Thursday, 30 January 2014
25 Hello Lonnie Donegan Skiffle Group- Rock Island Line
Chart entered : 6 January 1956
Chart peak : 8
Number of hits : 29
Here's another enormously influential figure although you'd be hard pressed nowadays to find anyone who could name more than half a dozen of his songs.
Anthony Donegan was born in Glasgow in 1931 but his violinist father moved to London two years after his birth. He developed catholic tastes early on listening to both jazz and country and western and started playing the guitar around jazz clubs in the late forties. He auditioned for Chris Barber's jazz band as a banjo player despite never having touched the instrument but was taken on anyway. National service took him to Vienna in 1949 where he mixed with American troops and probably became acquainted with the blues there. In 1852 he formed a side band the Tony Donegan Jazzband and got a gig supporting the bluesman Lonnie Johnson after which he appropriated the name. The following year Barber's band were temporarily taken over by cornetist Ken Colyer and made a record as Ken Colyer's Jazzmen, Lonnie's first appearance on disc. Lonnie and two other members started playing short "skiffle " breaks in the intervals at shows. The unusual instrumental line-up was Donegan's cheap Spanish guitar , a bass made from a tea chest and a washboard for percussion and the repertoire was American folk and blues songs including Leadbelly's "Rock Island Line". Audience reaction prompted Decca to offer him a chance to record under his own name. The other members were Dick Bishop on banjo, Barber on bass and Ron Bowden on the washboard.

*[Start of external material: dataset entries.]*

PR #45, opened 2020-03-10
CTCTRADERS-319: Added eori auth to ArrivalNotificationController

MatthewAlexanderBeck:


app/controllers/actions/IdentifierAction.scala
```diff
@@ -0,0 +1,65 @@
...
+
+class AuthenticatedIdentifierAction @Inject()(
+  override val authConnector: AuthConnector,
+  config: AppConfig,
+  val parser: BodyParsers.Default
+)(implicit val executionContext: ExecutionContext)
+    extends IdentifierAction
+    with AuthorisedFunctions {
+
+  private val enrolmentIdentifierKey: String = "VATRegNoTURN"
```
chris-ianson: Would this be better as a config value? (we know this is likely to change when we introduce ROSM work)

PR #46, opened 2020-03-10
Decouple XML from controller

amaalali:


app/services/SubmissionModelService.scala
```diff
@@ -43,15 +51,13 @@ class SubmissionModelService @Inject()(appConfig: AppConfig) {
         Left(FailedToConvertModel)
     }
 
-  private def buildMeta(messageSender: MessageSender, interchangeControlReference: InterchangeControlReference): Meta =
-    Meta(messageSender = messageSender, interchangeControlReference = interchangeControlReference)
-
   private def buildHeader(arrivalNotification: NormalNotificationMessage, procedureTypeFlag: ProcedureTypeFlag): Header =
```
garethgooch: Should this be pulled out like Meta/buildMeta has?

app/utils/Format.scala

"Rock Island Line " was first recorded by the musicologist John Lomax at a state prison where it was a popular work song. Ostensibly it's about a con whereby the driver of a train avoids toll gate duties by hiding a quantity of taxable pig iron in trucks carrying untaxed livestock and then starts gloating about it once he's through the gate. It's obvious why this story of putting one over The Man would be popular amongst prisoners but it's also been conjectured that the song is allegorical and really celebrates a slave escape route. It was popularised by the American blues legend Leadbelly in a bare bones busker version.
Lonnie's version still sounds a strange hit. He gives it a rhythm but retains the long spoken introduction in his Anglo-Scottish-doing-American accent building up the tension before the song proper begins and gets faster and faster. Towards the end of the song the bass player seems to lose the rhythm altogether but keeps plunking away. It's loose and ramshackle but undeniably exciting and more than that was the first hit to shout " You too could do this ! " at its audience. The message was heard in Liverpool in particular and a legend starts to form.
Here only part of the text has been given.